## YOUR OBJECTIVE
Using the listing below, select the lines with the word "reflow" and copy them.

## DATA SHOWN
PR #1902, opened 2021-02-09
skip responses from non leaders in jsz

ripienaar:
Adds an error type and a check to avoid sending them
to clients

/cc @nats-io/core

### DIFF
--- a/server/monitor.go
+++ b/server/monitor.go
@@ -2357,7 +2357,7 @@ func (s *Server) Jsz(opts *JSzOptions) (*JSInfo, error) {
 		js, cc := s.getJetStreamCluster()
 		if js == nil {
 			// Ignore
-			return nil, ErrJetStreamNotEnabled
+			return nil, fmt.Errorf("%w: no cluster", errSkipZreq)
 		}
 		// So if we have JS but no clustering, we are the leader so allow.
 		if cc != nil {
@@ -2365,7 +2365,7 @@ func (s *Server) Jsz(opts *JSzOptions) (*JSInfo, error) {
 			isLeader := cc.isLeader()
 			js.mu.RUnlock()
 			if !isLeader {
-				return nil, errNotLeader
+				return nil, fmt.Errorf("%w: not leader", errSkipZreq)
 			}
 		}
 	}
--- a/server/events.go
+++ b/server/events.go
@@ -1155,6 +1155,8 @@ func (s *Server) statszReq(sub *subscription, _ *client, subject, reply string, 
 	s.mu.Unlock()
 }
 
+var errSkipZreq = errors.New("filtered response")
+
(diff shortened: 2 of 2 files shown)


server/monitor.go
```diff
@@ -2357,15 +2357,15 @@ func (s *Server) Jsz(opts *JSzOptions) (*JSInfo, error) {
 		js, cc := s.getJetStreamCluster()
 		if js == nil {
 			// Ignore
-			return nil, ErrJetStreamNotEnabled
+			return nil, fmt.Errorf("%w: no cluster", skipZreq)
```
ripienaar, line 2360: I do it this way as I didnt want to change the behavior for HTTP requests - I dont know what we want to do exactly when making a request over HTTP that isnt for us?

Anyway now it does:

```
# curl "0:8222/jsz?leader-only=true"
filtered response: not leader
```

server/monitor.go
```diff
@@ -2357,15 +2357,15 @@ func (s *Server) Jsz(opts *JSzOptions) (*JSInfo, error) {
 		js, cc := s.getJetStreamCluster()
 		if js == nil {
 			// Ignore
-			return nil, ErrJetStreamNotEnabled
+			return nil, fmt.Errorf("%w: no cluster", errSkipZreq)
```
ripienaar, line 2360: I do it this way as I didnt want to change the behavior for HTTP requests - I dont know what we want to do exactly when making a request over HTTP that isnt for us?

Anyway now it returns a 400 status with:

```
# curl "0:8222/jsz?leader-only=true"
filtered response: not leader
```

derekcollison: Yes does not make too much sense on http.

server/monitor.go
```diff
@@ -2357,15 +2357,15 @@ func (s *Server) Jsz(opts *JSzOptions) (*JSInfo, error) {
...
 		}
 		// So if we have JS but no clustering, we are the leader so allow.
 		if cc != nil {
 			js.mu.RLock()
 			isLeader := cc.isLeader()
 			js.mu.RUnlock()
 			if !isLeader {
-				return nil, errNotLeader
+				return nil, fmt.Errorf("%w: not leader", errSkipZreq)
```
derekcollison, line 2368: Not sure if this will work with the errors.Is above..

ripienaar: It works, thats the point of `%w` it wraps the error and errors.Is() checks the wrapped errors.

derekcollison: Gotcha

derekcollison (approved):
LGTM - Make sure all tests pass locally as best you can.

ripienaar:
Failures here are race conditions in TestJetStreamClusterRemoveServer so I reckon its fine to merge as those are surely predating, wydt @derekcollison

derekcollison:
Yes go ahead. Will sort it out..

PR #1904, opened 2021-02-10
Remove mkpasswd from server

variadico:
The functionality of mkpasswd has been added to nats-io/natscli instead.

We'll need to update the docs as well: https://docs.nats.io/?q=mkpasswd


derekcollison (approved):
LGTM

wallyqs (approved):
LGTM

kozlovic:
Would be good to update nats.io doc in all places where mkpasswd is referenced: https://docs.nats.io/nats-tools/mkpasswd?q=mkpasswd

PR #2142, opened 2021-04-21
Added implementation hints for header manipulation APIs to promote cross-client compatibility

aricart:
/cc @nats-io/core

### DIFF
--- a/doc/adr/0004-nats-headers.md
+++ b/doc/adr/0004-nats-headers.md
@@ -92,3 +92,52 @@ Implemented and merged to master.
 ## Consequences
 
 Use of headers is possible.
+
+## Compatibility Across NATS Clients
+
+The following is a list of features to insure compatibility across NATS clients that support headers.
+Because the feature in Go client and nats-server leverage the Go implementation as described above,
+the API used will determine how header names are serialized.
+
+The Go implementation of `http.Header` is a `map[string][]string` If the `Set`, `Get`, `Values`, `Del`
+functions are used, the specified key arguments will be converted into their canonical format. This means
+that the serialized Header name will _not_ be what the application specified. Go's documentation
+motivates direct map access if the client doesn't wish to have the header modified. This has the implication
+that non-canonical Headers are invisible to `http.Header`'s API, as the API performs a canonical
+key conversion prior to any operation.
+
+In order to promote compatibility across clients, this section describes how other language clients
+should behave:
+
+- `GET` returns a `string` of the first value found matching the specified key in a case-insensitive lookup.
+- `SET` removes all case-insensitive matching headers, with the specified value stored under the key 
+  specified without any manipulation.
+- `VALUES` returns a list of all values that case-insensitively match the specified key.
+- `DELETE` removes all headers that match case-insensitively the specified key.
+
+To prevent over-designing the API, it should be noted that if clients must have case-sensitive semantics,
+they should be able to iterate over the keys and values to enable client-side filtering of the values as
+necessary.
+
+#### Go Client
+
+Note that built-in Go client does not implement the above manipulations correctly. Users requiring
+case-preservation on a headers can easily implement these operations against the underlying map.
+
+### Multiple Header Values Serialization
+
+When serializing, entries that have more than one value should be serialized one per line. 
+While the http Header standard, prefers values to be a comma separated list, this introduces additional parsing
+requirements and ambiguity from client code. HTTP itself doesn't implement this requirement on headers such 
+as `Set-Cookie`. Libraries, such as Go, do not interpret comma-separated values as lists.
+
+
+
+
+
+
+
+
+
+
+


matthiashanel (approved):
LGTM

doc/adr/0004-nats-headers.md
```diff
@@ -92,3 +92,52 @@ Implemented and merged to master.
...
+- `DELETE` removes all headers that match case-insensitively the specified key.
+
+To prevent over-designing the API, it should be noted that if clients must have case-sensitive semantics,
+they should be able to iterate over the keys and values to enable client-side filtering of the values as
+necessary.
+
+#### Go Client
+
+Note that built-in Go client does not implement the above manipulations correctly. Users requiring
+case-preservation on a headers can easily implement these operations against the underlying map.
```
wallyqs, line 125: yes we can change this in the client since can move from types and internally still use http.Header

wallyqs (changes requested):
Overall ok, but we can fix some things before merging.

doc/adr/0004-nats-headers.md
aricart: @wallyqs this is simply the ADR, if this is OK, then we need an issue created for nats-server.

scottf: The Java client is released with `GET` returning a List of strings. Changing this would be a breaking change. Frankly this is less important than the serialization / deserialization. Also, in java `PUT` is used instead of `SET` and `REMOVE` is used instead of `DELETE` as these are the existing names in the java Map interface and makes sense to have our api match

doc/adr/0004-nats-headers.md
```diff
@@ -92,3 +92,52 @@ Implemented and merged to master.
...
+
+### Multiple Header Values Serialization
+
+When serializing, entries that have more than one value should be serialized one per line. 
+While the http Header standard, prefers values to be a comma separated list, this introduces additional parsing
+requirements and ambiguity from client code. HTTP itself doesn't implement this requirement on headers such 
+as `Set-Cookie`. Libraries, such as Go, do not interpret comma-separated values as lists.
+
```
scottf, line 133: Java already does multi line. There is an issue already created for .NET

doc/adr/0004-nats-headers.md
kozlovic: Same for the C client, which has already been publicly released. All my APIs (Set, Add, Get, Values, Keys, Delete) convert given key to canonical. I would have no choice but to either add new APIs (for case-insensitive) or some sort of library-level option that disable converting to canonical form.

wallyqs: I think it might be fine that it was already released since we are supposed to be treating keys as case-insensitive, the main area where this API addendum could help is in making sure that in client APIs when fetching the key it matches even if it is in canonical form or not (making Get case-insensitive).

wallyqs: Problem with case-insensitive Get though is that it would mean slower lookups in a map... one of the reasons why HTTP2 later on made headers lowercase by default instead since also easier to implement. (Go v1 which the http.Header API this ADR is basing from was done before HTTP2 was released).

scottf: I think the `SET` should be case sensitive. It we actually want to maintain user intention, then setting `FOO` is different than setting `foo`.

wallyqs: agree, would mean to insert the key as is and no other side effect

kozlovic: Well, but with implementation using maps, storing "FOO" and "foo" is different entries. So then Get() cannot be doing case-insensitive lookup because then what is being returned? Value of "FOO" or "foo"? So it would be more like those APIs would have to work with user-input as-is, but not doing case-insensitive insert/search, actually one could say that they are case-sensitive, in that they would respect the user's provided case. But then we are back to problems where basically user MUST know the case of the key that was added by another application..

wallyqs: So maybe we need to match exactly first (like JS headers which are case-sensitive) and that would be the fast path and preferred, then could be that if there is no hit then try case insensitive match

scottf: So we agree that we don't want to touch user data, so keys will have to be maintained case sensitive, i.e. FOO and foo. Since this has to be maintained anyway. I'm starting to think this is how it should be done.

1. keys are case sensitive, i.e. SET is case sensitive
2. default GET/VALUES is case sensitive
3. we should provide case insensitive GET/VALUES
4. remove is case sensitive

aricart: you are redesigning what we talked about.

scottf: My proposal requires that:

* We have to make the least decisions about what to do
* It maintains the data

By strictly not touching the data we support the charter as Colin summarized
> preserve headers provided by applications (namely casing) and allow both a case sensitive and case insensitive lookup

As I see it, 

* Standard data structures (hashtable/map/dictionary) are already case sensitive
* some clients may have to change how they serialize/deserialize, but this was already going to happen.
* clients will all have to code to support case-insensitive lookup, but that was expected
* It will be easier to change later than if we apply case-insensitive now

aricart:
After talking to Ivan I realized that I was not communicating correctly and the message was getting lost

Please review 
https://docs.google.com/presentation/d/1DDmvefaRVv-p0sX0mReTAh6UUsG9mKHfKf6vxnuKRKc/edit?usp=sharing

doc/adr/0004-nats-headers.md
ColinSullivan1: Thanks all for these updates.  I can appreciate Ivan's comment about case sensitive puts and case insensitive lookups.  I would think that for most cases (no pun intended), users will be aware of casing.  I'm primarily thinking of the http translation case where lookups are case insensitive and that'd be the path of least surprise.  We could default to case sensitive lookups and provide a case insensitive alternative.

scottf:
I'm convinced removing in a case-insensitive manner destroys data. If you look on page 6 of your presentation, your set example deletes 3 values for keys that do not match the key you are setting. This does not satisfy preserving data. I am however, for providing explicit case insensitive operations, i.e. 
* getInsensitive
* valuesInsensitive
* putInsensitive
* removeInsensitive 
 
I also am for an add that creates or updates in a case sensitive manner

ColinSullivan1:
After much discussion, we've decided to go with preserving case in the headers, defaulting to case sensitive operations, and later/optionally providing a case insensitive get/delete/etc for convenience (e.g. after a HTTP conversion).  API details about returning lists, etc, can be client specific and could be idiomatic to the language.  So long as there is a way to access all values in a client we're good in the ADR.  Primary concern for the ADR is around serialization / wire format imo.

aricart:
@ColinSullivan1 we need to nail the description of the ADR. the conversation here is adding additional proposals when what we are looking for is consensus on the document. I will close and open a new one.

PR #2143, opened 2021-04-21
Make sure to return no consumer error if we are still waiting on a leader.

derekcollison:

/cc @nats-io/core

### DIFF
--- a/server/jetstream_api.go
+++ b/server/jetstream_api.go
@@ -3324,9 +3324,8 @@ func (s *Server) jsConsumerInfoRequest(sub *subscription, c *client, subject, re
 			if js.isLeaderless() {
 				resp.Error = jsClusterNotAvailErr
 				s.sendAPIErrResponse(ci, acc, subject, reply, string(msg), s.jsonResponse(&resp))
-			}
-			// Check here if we are a member and this is just a new consumer that does not have a leader yet.
-			if rg := ca.Group; rg.node != nil && rg.isMember(cc.meta.ID()) {
+			} else if rg := ca.Group; rg != nil && rg.node != nil && rg.isMember(cc.meta.ID()) {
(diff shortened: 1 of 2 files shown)


server/jetstream_api.go
```diff
@@ -3320,6 +3325,13 @@ func (s *Server) jsConsumerInfoRequest(sub *subscription, c *client, subject, re
 				resp.Error = jsClusterNotAvailErr
 				s.sendAPIErrResponse(ci, acc, subject, reply, string(msg), s.jsonResponse(&resp))
 			}
+			// Check here if we are a member and this is just a new consumer that does not have a leader yet.
+			if rg := ca.Group; rg.node != nil && rg.isMember(cc.meta.ID()) {
```
kozlovic, line 3329: Is `rg` guaranteed to not be nil? I see that we check for `rg.node != nil` but not sure if `rg` itself can be nil.

server/jetstream_api.go
```diff
@@ -3320,6 +3325,13 @@ func (s *Server) jsConsumerInfoRequest(sub *subscription, c *client, subject, re
 				resp.Error = jsClusterNotAvailErr
 				s.sendAPIErrResponse(ci, acc, subject, reply, string(msg), s.jsonResponse(&resp))
 			}
```
kozlovic, line 3327: Do we need a `return` after sending the error in the `if js.isLeaderLess()` case?

server/jetstream_api.go
derekcollison: Should not be but will add a check for saftey.

derekcollison: Will reflow.

server/jetstream_api.go
derekcollison: Will reflow this part.

kozlovic (approved):
LGTM

PR #2145, opened 2021-04-21
Check for overlapping subjects on stream update.

### LINKED ISSUE #2144: stream subjects overlap is not checked on stream edit/update
Streams are not allowed to listen to the same subjects as other streams. When trying to add a stream that listens to the same subjects of an existing stream the error `subjects overlap with an existing stream` is produced.

This check does not occur when editing a streams subject.

To reproduce:

Add a stream that listens to a subject.
Add a second stream that listens to a different subject.
Edit the second stream to listen to the same subject as the first stream.

This is confirmed to be the case using nats.go UpdateStream() as well ass the natscli nats stream edit.

derekcollison:
Resolves #2144 

/cc @nats-io/core

### DIFF
--- a/server/jetstream_cluster.go
+++ b/server/jetstream_cluster.go
@@ -3466,6 +3466,22 @@ func (s *Server) jsClusteredStreamUpdateRequest(ci *ClientInfo, acc *Account, su
 		return
 	}
 
+	// Check for subject collisions here.
+	for _, sa := range cc.streams[acc.Name] {
+		if sa == osa {
+			continue
+		}
+		for _, subj := range sa.Config.Subjects {
+			for _, tsubj := range newCfg.Subjects {
+				if SubjectsCollide(tsubj, subj) {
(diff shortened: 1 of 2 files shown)


server/jetstream_cluster.go
```diff
@@ -3466,6 +3466,22 @@ func (s *Server) jsClusteredStreamUpdateRequest(ci *ClientInfo, acc *Account, su
 		return
 	}
 
+	// Check for subject collisions here.
+	for _, sa := range cc.streams[acc.Name] {
+		if sa == osa {
```
kozlovic, line 3471: This same loop (without this check) exists in jsClusteredStreamRequest(). Could have been made a little function, although this check is specific to jsClusteredStreamUpdateRequest() I presume.

kozlovic (approved):
LGTM

server/jetstream_cluster.go
derekcollison: Agree, we could make a function but this one does need to skip the original assignment unlike create.

PR #2146, opened 2021-04-21
Make sure to not have the raft layer block on apply channel on exit.

derekcollison:
In the case when raft layer can run for a bit as we exit the monitorStream that pulls from the apply channel make sure we drain that to prevent a lockup at the raft layer.

/cc @nats-io/core


kozlovic (approved):
LGTM

PR #2148, opened 2021-04-21
Delaying stream/consumer error response when there is no contact to meta

matthiashanel:
this gives a stream/consumer leader time to respond first

I went with 500 ms as I still saw the issue with 250. (the leader is under full load)
Since the group is not available in all cases, I do not use that channel.  (don't think responding would be a big problem)
When we address responding by non leader via a queue, I think this code will change

### DIFF
--- a/server/jetstream_api.go
+++ b/server/jetstream_api.go
@@ -776,6 +776,28 @@ func (s *Server) sendAPIErrResponse(ci *ClientInfo, acc *Account, subject, reply
 	s.sendJetStreamAPIAuditAdvisory(ci, acc, subject, request, response)
 }
 
+const errRespDelay = 500 * time.Millisecond
+
+func (s *Server) sendDelayedAPIErrResponse(ci *ClientInfo, acc *Account, subject, reply, request, response string, rg *raftGroup) {
+	var quitCh <-chan struct{}
+	if rg != nil && rg.node != nil {
+		quitCh = rg.node.QuitC()
+	}
+	s.startGoRoutine(func() {
+		defer s.grWG.Done()
+		select {
+		case <-quitCh:
+		case <-s.quitCh:
+		case <-time.After(errRespDelay):
+			acc.trackAPIErr()
+			if reply != _EMPTY_ {
+				s.sendInternalAccountMsg(nil, reply, response)
+			}
+			s.sendJetStreamAPIAuditAdvisory(ci, acc, subject, request, response)
+		}
+	})
+}
+
 func (s *Server) getRequestInfo(c *client, raw []byte) (pci *ClientInfo, acc *Account, hdr, msg []byte, err error) {
 	hdr, msg = c.msgParts(raw)
 	var ci ClientInfo
@@ -1614,7 +1636,8 @@ func (s *Server) jsStreamInfoRequest(sub *subscription, c *client, subject, repl
 		} else if sa == nil {
 			if js.isLeaderless() {
 				resp.Error = jsClusterNotAvailErr
-				s.sendAPIErrResponse(ci, acc, subject, reply, string(msg), s.jsonResponse(&resp))
+				// Delaying an error response gives the leader a chance to respond before us
+				s.sendDelayedAPIErrResponse(ci, acc, subject, reply, string(msg), s.jsonResponse(&resp), nil)
 			}
 			return
 		}
@@ -1626,7 +1649,8 @@ func (s *Server) jsStreamInfoRequest(sub *subscription, c *client, subject, repl
 		if !acc.JetStreamIsStreamLeader(streamName) && !isLeaderless {
 			if js.isLeaderless() {
 				resp.Error = jsClusterNotAvailErr
-				s.sendAPIErrResponse(ci, acc, subject, reply, string(msg), s.jsonResponse(&resp))
+				// Delaying an error response gives the leader a chance to respond before us
+				s.sendDelayedAPIErrResponse(ci, acc, subject, reply, string(msg), s.jsonResponse(&resp), sa.Group)
 			}
 			return
 		}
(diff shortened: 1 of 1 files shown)


server/jetstream_api.go
```diff
@@ -776,6 +776,23 @@ func (s *Server) sendAPIErrResponse(ci *ClientInfo, acc *Account, subject, reply
...
 }
 
+const errRespDelay = 500 * time.Millisecond
+
+func (s *Server) sendDelayedAPIErrResponse(ci *ClientInfo, acc *Account, subject, reply, request, response string) {
+	s.startGoRoutine(func() {
+		defer s.grWG.Done()
+		select {
+		case <-s.quitCh:
+		case <-time.After(errRespDelay):
```
derekcollison, line 786: Only issue here is we do not bail early if asset goes away like stream or consumer.

server/jetstream_api.go
```diff
@@ -1614,7 +1631,9 @@ func (s *Server) jsStreamInfoRequest(sub *subscription, c *client, subject, repl
 		} else if sa == nil {
 			if js.isLeaderless() {
 				resp.Error = jsClusterNotAvailErr
-				s.sendAPIErrResponse(ci, acc, subject, reply, string(msg), s.jsonResponse(&resp))
+				// Delaying an error response gives the leader a chance to respond before us
+				strMsg := string(msg)
+				s.sendDelayedAPIErrResponse(ci, acc, subject, reply, strMsg, s.jsonResponse(&resp))
```
derekcollison, line 1636: Just inline string cast I think.

server/jetstream_api.go
```diff
@@ -1626,7 +1645,9 @@ func (s *Server) jsStreamInfoRequest(sub *subscription, c *client, subject, repl
 		if !acc.JetStreamIsStreamLeader(streamName) && !isLeaderless {
 			if js.isLeaderless() {
 				resp.Error = jsClusterNotAvailErr
-				s.sendAPIErrResponse(ci, acc, subject, reply, string(msg), s.jsonResponse(&resp))
+				// Delaying an error response gives the leader a chance to respond before us
+				strMsg := string(msg)
```
derekcollison, line 1649: Same

derekcollison (commented):
In general looks good, should we try to detect when the asset goes away? Pass in an asset quit chan or nil if not known etc?

In this case the stream and consumer both have quitCh IIRC.

server/jetstream_api.go
```diff
@@ -1614,7 +1631,9 @@ func (s *Server) jsStreamInfoRequest(sub *subscription, c *client, subject, repl
 		} else if sa == nil {
 			if js.isLeaderless() {
 				resp.Error = jsClusterNotAvailErr
-				s.sendAPIErrResponse(ci, acc, subject, reply, string(msg), s.jsonResponse(&resp))
+				// Delaying an error response gives the leader a chance to respond before us
+				strMsg := string(msg)
```
kozlovic, line 1635: You did not have to do this, could pass string(msg) directly to sendDelayedAPIErrResponse() since that function is not itself invoked in a different go routine, it only invoke something in a go routine.

matthiashanel: fixed

server/jetstream_api.go
matthiashanel: fixed

server/jetstream_api.go
matthiashanel: fixed

server/jetstream_api.go
matthiashanel: fixed, passing in raft group, will use `rg.node.QuitC()`

server/jetstream_api.go
```diff
@@ -3323,12 +3348,14 @@ func (s *Server) jsConsumerInfoRequest(sub *subscription, c *client, subject, re
...
 				resp.Error = jsClusterNotAvailErr
-				s.sendAPIErrResponse(ci, acc, subject, reply, string(msg), s.jsonResponse(&resp))
+				// Delaying an error response gives the leader a chance to respond before us
+				s.sendDelayedAPIErrResponse(ci, acc, subject, reply, string(msg), s.jsonResponse(&resp), ca.Group)
 			} else if rg := ca.Group; rg != nil && rg.node != nil && rg.isMember(cc.meta.ID()) {
 				// Check here if we are a member and this is just a new consumer that does not have a leader yet.
 				if rg.node.GroupLeader() == _EMPTY_ && !rg.node.HadPreviousLeader() {
 					resp.Error = jsNoConsumerErr
-					s.sendAPIErrResponse(ci, acc, subject, reply, string(msg), s.jsonResponse(&resp))
+					strMsg := string(msg)
```
kozlovic, line 3357: Missed one here and you are calling sendAPIErrResponse, not the delayed one..

server/jetstream_api.go
```diff
@@ -776,6 +776,28 @@ func (s *Server) sendAPIErrResponse(ci *ClientInfo, acc *Account, subject, reply
 	s.sendJetStreamAPIAuditAdvisory(ci, acc, subject, request, response)
 }
 
+const errRespDelay = 500 * time.Millisecond
+
+func (s *Server) sendDelayedAPIErrResponse(ci *ClientInfo, acc *Account, subject, reply, request, response string, rg *raftGroup) {
+	var quitCh <-chan struct{}
+	if rg != nil {
```
kozlovic, line 783: I think I see often `rg.node != nil` check, so would add that too...

matthiashanel: added

server/jetstream_api.go
matthiashanel: fixed

server/jetstream_api.go
derekcollison: Asset may not have a raft group, could be R=1.

derekcollison: We need the stream and consumer quit chan I think. Or we punt with comment for next release to add in asset tracking for this.

matthiashanel: wouldn't that channel go away with the stream too?
at this point we do't really have the consumer/stream yet.
I'm not worried about responding for smth. that went away while we delayed. 
I am also convinced that this will see a revamp once we have only one disconnected follower respond.

derekcollison (approved):
LGTM

kozlovic (approved):
LGTM

PR #2149, opened 2021-04-22
Do not persist or snapshot consumer state after a restore.

derekcollison:
This can lead to a data race and is not needed after being applied.

/cc @nats-io/core


wallyqs (approved):

kozlovic (approved):
LGTM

## RESPONSE AREA
derekcollison: Will reflow.
derekcollison: Will reflow this part.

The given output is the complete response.